Figure 5. Increased axonal outgrowth in Ksrp^+/− and Ksrp^−/− neurons is hampered by KSRP overexpression.

A. Representative images of E17 cultured hippocampal neurons from wild type (WT), KSRP heterozygous and KO embryos transfected with either control GFP (a–c) or GFP-KSRP (insets in a–c) plasmids. Scale bar is 100 µm for both main panels and insets. B. Average axonal length (mean +/− SEM) from 2–3 separate cultures of 7–9 embryos in each genotype transfected with either GFP or GFP-KSRP (n = 10–15 cells per culture). Two way ANOVA results: interaction [F (2, 26) = 2.961, p = 0.0694], genotype [F (1, 26) = 111.9, p<0.0001], and transfection condition, [F (2, 26) = 12.69, p = 0.0001]. One way ANOVA and Tukey’s multiple comparison tests demonstrate effect of genotype ## p<0.01 Ksrp^+/− vs. Ksrp^+/+, and # p<0.05 Ksrp^−/− vs. Ksrp^+/+, and effect of GFP-KSRP transfection **p<0.01, ****p<0.0001 and ***p<.0.001 for Ksrp^+/+, Ksrp^+/− and Ksrp^−/−, respectively.

Figure 6. Increased levels of GAP-43 mRNA in PC12 cells with reduced KSRP expression and in E17 cortices from Ksrp^−/− mice.

A. KSRP mRNA knockdown and GAP-43 upregulation in PC12 cells transfected with pGFP-shKSRP relative to control non-targeting pGFP-shRNA. GFP expressing transfected PC12 cells were enriched by FACS to collect the brightest 3% fraction of cells before using them for KSRP and GAP-43 qRT-PCR. B. RNA was extracted from E17 Ksrp^+/− and Ksrp^−/− cortical tissue.

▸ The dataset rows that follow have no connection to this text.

PR #4027, opened 2016-06-24
And Benchmarking (and a ZK Benchmark for storage comparisons)

jasongilanfarr:
- add sbt:bench which runs benchmarks.
- a history/html graph is available at
  target/benchmarks/report/index.html

### DIFF
--- a/project/build.scala
+++ b/project/build.scala
@@ -39,6 +39,7 @@ object MarathonBuild extends Build {
       scalaStyleSettings ++
       testSettings ++
       integrationTestSettings ++
+      benchmarkSettings ++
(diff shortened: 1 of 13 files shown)


aquamatthias:
Nice! 

The setup seems wrong: 
```
Uncaught exception when running mesosphere.marathon.benchmarks.storage.zk.ZkStorageBenchmark: java.lang.RuntimeException: failed to parse args: `false' expected but `-' found
sbt.ForkMain$ForkError: java.lang.RuntimeException: failed to parse args: `false' expected but `-' found
```

Otherwise looks good. Thanks.

PR #4029, opened 2016-06-27
Rework health checks/readiness checks effective ip:port resolution

gkleiman:
- If IP-per-Task is used, then use the task's IP address. If port mappings are
  defined used the container ports, otherwise the discovery ports.
- If IP-per-Task is not used, then use the Mesos Agent IP address. If a host
  port is requested, use it, otherwise use the container port.

cc/ @sargun


aquamatthias:
LGTM. Wait for the integration tests to pass. 
Please cherry pick in 1.2 branch

PR #4035, opened 2016-06-28
Velocity: explicitly run test and integration:test

jasongilanfarr:


jasongilanfarr:
Only major issue is this- java.lang.RuntimeException: No mesos library found. Candidates: /usr/java/packages/lib/amd64/libmesos.dylib, /usr/java/packages/lib/amd64/libmesos.so, /usr/lib64/libmesos.dylib, /usr/lib64/libmesos.so, /lib64/libmesos.dylib, /lib64/libmesos.so, /lib/libmesos.dylib, /lib/libmesos.so, /usr/lib/libmesos.dylib, /usr/lib/libmesos.so, /usr/local/lib/libmesos.dylib, /usr/local/lib/libmesos.so, /usr/lib/libmesos.dylib, /usr/lib/libmesos.so, /usr/lib64/libmesos.dylib, /usr/lib64/libmesos.so

kensipe:
simple change that LGTM however the build is failing... It seems all PRs are failing tho.  Perhaps not an issue with this PR.

jasongilanfarr:
Oh it doesn't pass. I'm not sure which mesos lib to use... It could be nice
to include the native libraries in the mesos-util jar and self-extract as
needed.

PR #4036, opened 2016-06-28
Return a 503 if the authenticator fails

gkleiman:


src/main/scala/mesosphere/marathon/api/AuthResource.scala
```diff
@@ -16,15 +19,23 @@ trait AuthResource extends RestResource {
...
-      } catch {
-        case e: AccessDeniedException => withResponseFacade(authorizer.handleNotAuthorized(identity, _))
-      }
-    }.getOrElse {
-      withResponseFacade(authenticator.handleNotAuthenticated(requestWrapper, _))
+    val authenticationRequest = authenticator.authenticate(requestWrapper)
+
+    Await.ready(authenticationRequest, config.zkTimeoutDuration)
+
+    authenticationRequest.value.get match {
```
gkleiman: I am not super happy with the `.get` here, but my scala-fu failed me here... any suggestions?

jasongilanfarr:
```
try {
   Await.result(...)
} catch {
   case e: ...
}
```

?

gkleiman: I used `scala.utils.Try` instead, to avoid catching the exceptions thrown by `fn`.

jasongilanfarr: I know... If you do an Await.result instead (and do the try/catch) you can
avoid the .value.get. It's unfortunate that there's no Await.maybe that
returns a Try

jasongilanfarr:
LGTM

aquamatthias:
LGTM. Wait for the integration tests to pass.
Please cherry pick on 1.2 branch

PR #4041, opened 2016-06-28
Add Benchmarking (and a ZK Benchmark for storage comparisons)

jasongilanfarr:
- add sbt:bench which runs benchmarks.
- a history/html graph is available at
  target/benchmarks/report/index.html


aquamatthias:
LVGTM (V=very)

PR #4042, opened 2016-06-28
Generic Timeout and Retry functional transforms.

jasongilanfarr:
Future: Go find places where we use this kind of logic (there are a few)
and use the generic form (there are some exponential backoff with
Thread.sleep and no jitter, for example)


aquamatthias:
Cool. Thanks!

PR #4045, opened 2016-06-29
verizon integration test for partitioned networks

kensipe:
this integration test confirms that a test stays running after the loss of a master and ZK, then their return.  If there additional ideas on testing this, I would love the feedback.

This test runs successfully on master.  I ran this test on `releases/1.1` and it fails, confirming the marathon task_lost fix.


jasongilanfarr:
Curious, should there actually be 3 of all of the services so we can do full partition testing? (perhaps that's a different test case) - otherwise looks pretty good, pending TeamCity passing.

kensipe:
@jasongilanfarr thanks for the review!  I will add some additional tests to this on a separate PR.  In addition I plan to have system integration testing with true network partitioning.

kensipe:
All tests pass!   Merging!

PR #4048, opened 2016-06-30
Use a custom TrustManager when proxying requests

gkleiman:
Use a custom SSL trust manager when proxying requests to the current
leader. Until now Marathon was using a trust manager that contained only
Marathon's SSL certificate, which would work for self-signed
certificates, but not certificates signed by a CA.

cc/ @lloesche @jgehrcke


src/main/scala/mesosphere/marathon/io/SSLContextUtil.scala
```diff
@@ -20,19 +21,53 @@ object SSLContextUtil {
...
+      systemTmf.init(null.asInstanceOf[KeyStore])
+      getX509TrustManager(systemTmf)
+    }
+
+    val customTrustManager: X509TrustManager = new X509TrustManager() {
+      lazy val getAcceptedIssuers = keyStoreTrustManager.getAcceptedIssuers ++ systemTrustManager.getAcceptedIssuers
+
+      override def checkClientTrusted(chain: Array[X509Certificate], authType: String): Unit = {
+        try {
+          keyStoreTrustManager.checkClientTrusted(chain, authType);
```
meichstedt: do I see a semicolon?

src/main/scala/mesosphere/marathon/io/SSLContextUtil.scala
```diff
@@ -20,19 +21,53 @@ object SSLContextUtil {
...
+        } catch {
+          case e: CertificateException => systemTrustManager.checkClientTrusted(chain, authType);
+        }
+      }
+
+      override def checkServerTrusted(chain: Array[X509Certificate], authType: String): Unit = {
+        try {
+          keyStoreTrustManager.checkServerTrusted(chain, authType);
```
meichstedt: I do!

kensipe:
Way to pull this off so quickly!   I have 2 comments beyond the semicolons :)

1. it would be great to have a test with this
2. I would add a reference in the comments to: http://stackoverflow.com/questions/24555890/using-a-custom-truststore-in-java-as-well-as-the-default-one
so that the next developer to as WTH will have a reference and context.   

Nice work!

src/main/scala/mesosphere/marathon/io/SSLContextUtil.scala
gkleiman: Copying and pasting Java code can be bad ;-)

meichstedt:
👍  Thanks @gkleiman!

jgehrcke:
:rocket:

lloesche:
Thanks @gkleiman 🚀 
Always a pleasure working with the Marathon team!

PR #4049, opened 2016-06-30
Pedantic doc fix

lloesche:
Starting marathon with `--http_credentials "cptPicard:topSecretPa$$word"` will replace $$ with the current PID which is likely not the author's intention. Even though it's unlikely users will copy'paste our documentation example 1:1 they should still be correct.


gkleiman:
Thanks!

PR #4050, opened 2016-06-30
Remove unecessary match in deployments resource.

janisz:


jasongilanfarr:
Could you run this through an `sbt test` please? I believe the formatting changed such that 'else' is on the same line as the '}'

janisz:
Fixed.

gkleiman:
Thanks!

PR #4052, opened 2016-06-30
Fix style issue and enable scalastyle check

janisz:


src/main/scala/mesosphere/marathon/upgrade/DeploymentPlanReverter.scala
```diff
@@ -55,85 +55,44 @@ private[upgrade] object DeploymentPlanReverter {
...
-          result.update(
-            newGroup.id,
-            group => group.copy(dependencies = group.dependencies -- newGroup.dependencies),
-            version)
-        case _ =>
-          // still contains apps/groups, so we keep it
-          result
-      }
-    }
+sealed trait DeploymentPlanGroupChangesReverter {
```
aquamatthias: What is the reasoning behind this trait? Could we define the methods directly in the object?

aquamatthias:
@janisz Sorry for getting back so late - please rebase. One question if we can define all methods in the object directly? Otherwise looks good.

src/main/scala/mesosphere/marathon/upgrade/DeploymentPlanReverter.scala
janisz: I was thinking about separating group from app revert but yes, this trait is redundant.

ssk2:
ok to tests

aquamatthias:
@janisz Our test infrastructure is not stable, so I was not able to merge. Can you rebase again please?

jeschkies:
@janisz could you rebase once more?

jeschkies:
It seems stylecheck has been remove with 31426bd1f7b091b78748ea7fd83c497db3dfea9e

PR #172, opened 2017-10-31
Mfv radws

rbooth200:
This PR builds on the mfv_eos branch to implement cooling into the meshless. I've done this in the framework of the energy integration / radws schemes used in the sph.

This has been done in the following way:
 - Implementing an implicit cooling function for stability
 - Changing how the kinetic energy change from the gravitational acceleration is included in the energy update. This is now done using delta_KE, rather than dE/dt. They are equivalent to truncation error, but the new scheme is more robust.

This PR is ready to go...


dhubber:
I'll wait until the other eos branch is merged with master before looking through this since I suspect most of the file changes are common to both.

rbooth200:
See #171

rbooth200:
This branch has failed, but it's actually just a different manifestation of the same intermittant bug that keeps appearing on improve_openmp2 branch. I'm going to re-run the test that failed to show this.

rbooth200:
Ok, I've sorted out the merge.

rbooth200:
Ok, the merge should now be fixed

PR #173, opened 2017-10-31
Meshless gravity fix

rbooth200:
This pull request fixes some errors relating to the meshless and self-gravity with the gadget mac. Before these changes atree was being zero'd in the initializaiton resulting in a brute-force gravity calculation. 

There was also a mistake for the imported cells, which has been fixed: we were trying to recompute the acceleration tolerance, amin, for imported cells, which does not work because atree is zerod.

### DIFF
--- a/src/Headers/CommunicationHandler.h
+++ b/src/Headers/CommunicationHandler.h
@@ -406,7 +406,6 @@ public:
     c.m = 0;
     c.hmax = 0;
     c.maxsound = 0;
-    c.amin = big_number;
     for (int k=0; k<ndim; k++) {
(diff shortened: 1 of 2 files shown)


dhubber:
Seems fine.  I guess this is all independent of the other Mfv/radws/eos pull requests so I can merge now?

rbooth200:
yes

giovanni-rosotti:
I am happy for this to be merged. I assume that the bug with brute force was only affecting the first step anyway?

rbooth200:
Yeah, I think so. I've got some simulations with the gadget mac running fine at the moment. They are certainly faster than brute force.

PR #177, opened 2017-11-22
Improve ics2

dhubber:
Following improvements/fixes already added : 
- Changed Soundwave test to allow 2d or 3d tests
- Changed discontinuity test to generate ICs similar to Hopkins (2013) square pressure-discontinuity test
- Removed any remaining GetValue calls (now using GetDensity for regularisation)

A few possible changes to come before this should be merged
- Clean-up parameters files to remove old/un-unused parameters (e.g. riemann_order, sph)
- Improve/clean-up some comments (plenty of copy-and-pasting that was not corrected)
- Add GetDensity and SetProperties function to some other IC classes to allow regularisation to be used (Giovanni, Richard : could the DiscIc class be changed to use the regularisation?  It starts off with random sampling which could instead be done by the other functions in the IC class and then regularisation could 'clean-up' the noise)

Any other suggested IC class improvements that could go with this pull request (but nothing too big obviously)?

### DIFF
--- a/src/Headers/Ic.h
+++ b/src/Headers/Ic.h
@@ -584,7 +584,7 @@ public:
   virtual ~GreshoVortexIc() {};
 
   virtual void Generate(void);
-  virtual FLOAT GetValue(const std::string, const FLOAT *);
+  virtual FLOAT GetDensity(const FLOAT *, const int) const;
 
 };
 
@@ -788,7 +788,6 @@ public:
   virtual ~PolytropeIc();
 
   virtual void Generate(void);
-  virtual FLOAT GetValue(const std::string, const FLOAT *);
   static void ComputeIsothermalLaneEmdenSolution(const int, const FLOAT, FLOAT *, FLOAT *, FLOAT *, FLOAT *);
   static void ComputeLaneEmdenSolution(const int, const FLOAT, const FLOAT, FLOAT *, FLOAT *, FLOAT *, FLOAT *);
 
--- a/src/Ic/BossBodenheimerIc.cpp
+++ b/src/Ic/BossBodenheimerIc.cpp
@@ -162,8 +162,8 @@ void BossBodenheimerIc<ndim>::Generate(void)
 
 
 //=================================================================================================
-//  BossBodenheimer::GetValue
-/// Returns the value of the requested quantity at the given position.
+//  BossBodenheimer::GetDensity
+/// Returns the density at the given position.
 //=================================================================================================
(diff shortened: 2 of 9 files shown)


rbooth200:
>Add GetDensity and SetProperties function to some other IC classes to allow regularisation to be used (Giovanni, Richard : could the DiscIc class be changed to use the regularisation? It starts off with random sampling which could instead be done by the other functions in the IC class and then regularisation could 'clean-up' the noise)

Regularization could be added, but I would not make the disc IC use other functions in the IC class. The disc IC class needs to draw particles from special distributions, I see no point in changing something that works and is a special case. There is, however, an analytic form for the density so you could use that for the regularization, if you wish.

dhubber:
> Regularization could be added, but I would not make the disc IC use other functions in the IC class. The disc IC class needs to draw particles from special distributions, I see no point in changing something that works and is a special case. There is, however, an analytic form for the density so you could use that for the regularization, if you wish.

Sure, if it's set-up to work then no need to change the random sampling.  But surely it would still work with the Monte-Carlo rejection sampling??  Technically it's slower because it has to repeat but it should give the same quality of ICs surely?  But yes, I'm mainly asking purely to enable regularisation to decrease the start-up noise.

Btw, there's some strange issue that's causing all the soundwave test cases to fail which I don't understand at all (it works fine on my laptop and the test is extremely simple) so I'll open a new branch and add my changes one by one to figure out why it's failing!

rbooth200:
This might be useful:
https://git-scm.com/docs/git-bisect

rbooth200:
>Sure, if it's set-up to work then no need to change the random sampling. But surely it would still work with the Monte-Carlo rejection sampling?? Technically it's slower because it has to repeat but it should give the same quality of ICs surely?

The current code is doing rejection sampling.

dhubber:
> This might be useful:
> https://git-scm.com/docs/git-bisect

Yes, I knew about this for the command line (and should use it more often), but can it be used in some way on git-hub with Travis that doesn't involve pushing from my laptop all the time?  It actually works perfectly fine on my laptop; it's only breaking when it goes through the test suite on Travis :-/

rbooth200:
Are you valgrind clean?

dhubber:
Hmmm, I don't know.  I don't often use Valgrind (since it's so bloody slow) but might be a good call to use it in this case.

dhubber:
Closing and moving effort to different branch.

PR #180, opened 2018-02-16
addressing nbdoy level problem

shashwata95:
To change the nbody level was not always at a higher level than hydro particles.

### DIFF
--- a/src/Common/Simulation.cpp
+++ b/src/Common/Simulation.cpp
@@ -1755,7 +1755,6 @@ void Simulation<ndim>::ComputeGlobalTimestep() {
 
 
 
-
 //=================================================================================================
 //  Simulation::ComputeBlockTimesteps
 /// Compute timesteps for all particles using hierarchical block timesteps.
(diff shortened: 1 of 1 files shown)


src/Common/Simulation.cpp
```diff
@@ -2171,11 +2175,11 @@ void Simulation<ndim>::ComputeBlockTimesteps(void)
   }
   if (nbody != NULL) {
     for (i=0; i<nbody->Nnbody; i++) {
-      assert(nbody->nbodydata[i]->level <= level_max);
+      assert(nbody->nbodydata[i]->level <= level_max); 
       assert(nbody->nbodydata[i]->nlast <= n);
-      assert(nbody->nbodydata[i]->nstep == pow(2,level_step - nbody->nbodydata[i]->level));
+      assert(nbody->nbodydata[i]->nstep >= pow(2,level_step - nbody->nbodydata[i]->level)); //comment 5: what failed then, was solved by adding inequality sign instead of equality
```
dhubber, line 2180: The original assertion (nstep == pow(2, ...) ) was correct.  If it's failing, then there is a problem somewhere.

dhubber:
I think most of the proposed changes here are correct (with one exception which I commented about).  If you can just clean up the commit, in particular remove the comments since we don't want them in the main branch, then I'm happy to accept the pull request.

PR #318, opened 2015-03-21
don't test for arch in places that aren't exactly arch specific

coolo:


coolo:
this fixes livecd release

PR #319, opened 2015-03-24
ppc fixes

k0da:


totest-manager.py
```diff
@@ -373,7 +376,7 @@ def arch(self):
 
     # for Factory we check the version of the release package
     def current_version(self):
-        url = self.api.makeurl(['build', 'openSUSE:%s' % self.project, 'standard', 'x86_64',
+        url = self.api.makeurl(['build', 'openSUSE:%s' % self.project, 'standard', self.arch(),
```
nilxam: I can't see the point for this line change, ToTestFactory.arch() is always return x86_64 no? as ToTestFactoryPowerPC.arch() always return ppc64le.

coolo: makes it easier to do copy&paste right though

k0da: Right. I changed it to ToTestFactoryPowerPC as well

PR #322, opened 2015-03-25
Add new review bot that checks that request descriptions contain certain tags (bnc#, boo#, etc.)

antlarr:
Add new review bot that checks that request descriptions contain certain tags (bnc#, boo#, etc.) and also a test script that tests different type of requests including and not including some of those tags.


tests/checktags_tests.py
```diff
@@ -0,0 +1,495 @@
...
+        self.assertFalse(result['state_accepted'])
+
+        # second time request is in state new so we can accept
+        # first time request is in in review
+        self.checker.set_request_ids(['770001'])
+        self.checker.check_requests()
+
+        self.assertFalse(result['state_accepted'])
+
+    def test_non_maintainer_submit(self):
```
coolo: kind of obvious what you copied from :)

coolo:
The request description is not what we care about - we want to check the (possibly many) .changes file diff.

tests/checktags_tests.py
antlarr: hehe, never tried to hide it. I copied and adapted some tests from maintenance_tests and factory_source_tests :)

antlarr:
ok, I'm working on the .changes file(s) diff now

antlarr:
aplanas, thanks for the suggestion. It's nicer with super indeed. I already added it but will commit it tomorrow morning together with the modifications to check the tags in the .changes files diff instead of the request description, which I've just finished implementing.

coolo:
LGTM

coolo:
https://build.suse.de/request/show/53266 uses "bnc #NR" and that should be acceptable too I guess. At least OBS parses it.

coolo:
on the other hand our documentation is clear: "no whitespace between prefix and number"

PR #323, opened 2015-03-27
allow groups to be reviewer too

coolo:


ReviewBot.py
```diff
@@ -214,14 +214,13 @@ def _get_linktarget(self, src_project, src_package):
...
-    def can_accept_review(self, request_id, user):
-        """return True if there is a new review for the specified user"""
+    def can_accept_review(self, request_id):
+        """return True if there is a new review for the specified reviewer"""
         states = set()
         url = osc.core.makeurl(self.apiurl, ('request', str(request_id)))
         try:
             root = ET.parse(osc.core.http_GET(url)).getroot()
-            states = set([review.get('state') for review in root.findall('review') if review.get('by_user') == user])
+            states = set([review.get('state') for review in root.findall('review') if review.get('by_user') == self.review_user])
```
lnussel: there is no check by group here

lnussel:
travis failed ...

coolo:
@aplanas I'm trying for 3 weeks now to find time, but I'm unable (next week again on business trip ;(

Can you please twist this to pass?

aplanas:
@coolo: sure, let me check.

coolo:
I see. But this was on purpose as I'm abusing the staging review group for this. So I do one round of possibly-declines with check_tags and then do the normal staging list. So I don't want the check_tags to decline. I guess I should do this either in an extra commit (with different tests) or add another reviewer

coolo:
ok, I now split the reviews into two. So the sle-changelog-checker group has a defined task - and we can merge this. Fine with you @lnussel

PR #327, opened 2015-04-02
Avoid double quoting on http_GET

DimStar77:
http_GET is supposed to retreive the url as per request. url is
generally constructed using makeurl, which already encodes it.

In the rare case where we construct the url ourselves (openQA api
requests), we take care of quoting before passing it on to http_GET

### DIFF
--- a/osclib/stagingapi.py
+++ b/osclib/stagingapi.py
@@ -78,7 +78,6 @@ class StagingAPI(object):
         return makeurl(self.apiurl, l, query)
 
     def retried_GET(self, url):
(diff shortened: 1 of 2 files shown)


coolo:
you only want to quote the query parts not the full URL IMO

DimStar77:
Fair point, I will update this - my change was a like for like replacement (the quoting caused some issues that any _product:* resulted in error 400, invalid productid)

lnussel:
I wonder why the code doesn't just use osc.core.makeurl which handles the quoting already

coolo:
good point, I will redo the whole thing

PR #328, opened 2015-04-04
Unset nullglob after counting RPMs

nilxam:
If nullglub sets, seems it will affect the following osc api call for finding matched projects as like as the error below,

osc api: takes exactly 1 argument (0 given)

thus unset nullglob after counting RPMs.


lnussel:
that means quoting is incorrect on that osc api call

nilxam:
hmm...but I can't see any quoting problem in that osc api call,
projects=$(osc api /search/project/id?match="starts-with(@name,\"openSUSE:$target:Staging\")" | grep name | cut -d\' -f2)

lnussel:
see pr#329

PR #329, opened 2015-04-07
fix quoting with enabled nullglob

lnussel:


nilxam:
ok, and I tested it, thanks!

PR #330, opened 2015-04-07
Make number of expected jobs architecture specific

k0da:
90 is too high number of expected jobs for PowerPC.

### DIFF
--- a/totest-manager.py
+++ b/totest-manager.py
@@ -47,6 +47,9 @@ class ToTestBase(object):
     def iso_prefix(self):
         return self.project
 
+    def jobs_num(self):
+        return 90
+
     def binaries_of_product(self, project, product):
         url = self.api.makeurl(['build', project, 'images', 'local', product])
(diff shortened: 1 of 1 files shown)


k0da:
@aplanas The change works for me.

aplanas:
@k0da I know why it works for you, but still is wrong: ToTest132, or any new class that derives from ToTestBase will not overwrite `jobs_num` and will use the one in the base class, that is returning a random string instead of a number.

So please:
* return a good estimation in the base class (5, 10? IDK)
* or raise an exception in the base class and provide some value in the overwritten version of every ToTestBase class (missing ToTest132 that sometime in the future will be renamed)

coolo:
^what aplanas said

k0da:
updated. jobs_num is set to 90 globally and overrided only for Factory:PowerPC project

aplanas:
Thanks! : )

PR #331, opened 2015-04-08
only pass the group to the API

coolo:
needs deploying openqa.oo though

### DIFF
--- a/totest-manager.py
+++ b/totest-manager.py
@@ -24,6 +24,7 @@ PLUGINDIR = os.path.expanduser(os.path.dirname(os.path.realpath(__file__)))
 sys.path.append(PLUGINDIR)
 from osclib.conf import Config
 from osclib.stagingapi import StagingAPI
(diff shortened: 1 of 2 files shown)


totest-manager.py
```diff
@@ -410,11 +403,8 @@ class ToTestFactoryPowerPC(ToTestBase):
     def __init__(self, project, dryrun):
         ToTestBase.__init__(self, project, dryrun)
 
-    def openqa_version(self):
-        return 'Tumbleweed'
-
     def openqa_group(self):
-        return 'PowerPC'
+        return 'Tumbleweed PowerPC'
```
nilxam: isn't it 'openSUSE Tumbleweed PowerPC'? I thought that is the correct group name we had for powerpc

coolo: I have some reputation to keep - and that includes that I break power :)

nilxam:
LGTM

PR #332, opened 2015-04-08
totest manager for arm

lnussel:


lnussel:
that would require to duplicate current_version()

aplanas:
True. The same problem is in the powerpc code. In this case maybe makes more sense to inherit the PPC one also from this ToTestFactory : (

PR #333, opened 2015-04-09
sync binaries to seperate directory per architecture

nilxam:
the solv file also will be $dir-$arch.solv


coolo:
why not pass the fixed dir? I find it strange that the function is getting a dir it's not using as is

PR #334, opened 2015-04-12
implement exception.list support for some special case

nilxam:


coolo:
I'm not a fan of this. It would be better if this came out of a change within I itself - e.g. by changing patterns-openSUSE to replace kde by plasma

nilxam:
hmm...a question in my mind, how to deal with

job install provides pattern() = kde4_basis
job install provides pattern() = kde4_multimedia
job install provides pattern() = kde4_utilities

without touch testcase? even those branding thingy?

coolo:
One way is to change patterns-openSUSE to create a subpackage patterns-staging-dvd1 marked as internal and not providing pattern() but requring the right ones. This way a SR to it can modify the package list. 

We just didn't have this case yet, that doesn't mean we have to solve it with hacks IMO.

Ksrp^−/− cortices contained significantly greater levels of GAP-43 mRNA.

Figure 7. Overexpression of GAP-43 rescues limited axonal outgrowth in KSRP transfected hippocampal neurons.

A. Rat hippocampal neurons transfected with GFP-KSRP and various mCherry-GAP-43 (mCherry-GAP) constructs with different 3′ UTRs. Transfection conditions: a) GFP-KSRP only, b) GFP-KSRP+mCherry-GAP-GAP3’, c) GFP-KSRP+mCherry-GAP-Amp3’, d) GFP-KSRP+mCherry-GAP-γ-actin3. Scale bar is 100 µM. B. Quantitation of axonal outgrowth in transfected neurons. Averaged data from at least 5 neurons per transfection from 6 separate transfection experiments is shown (mean +/− SEM). **p<0.01, ***p<0.001 and ****p<0.0001 using One way ANOVA with Tukey’s multiple comparison post-hoc tests.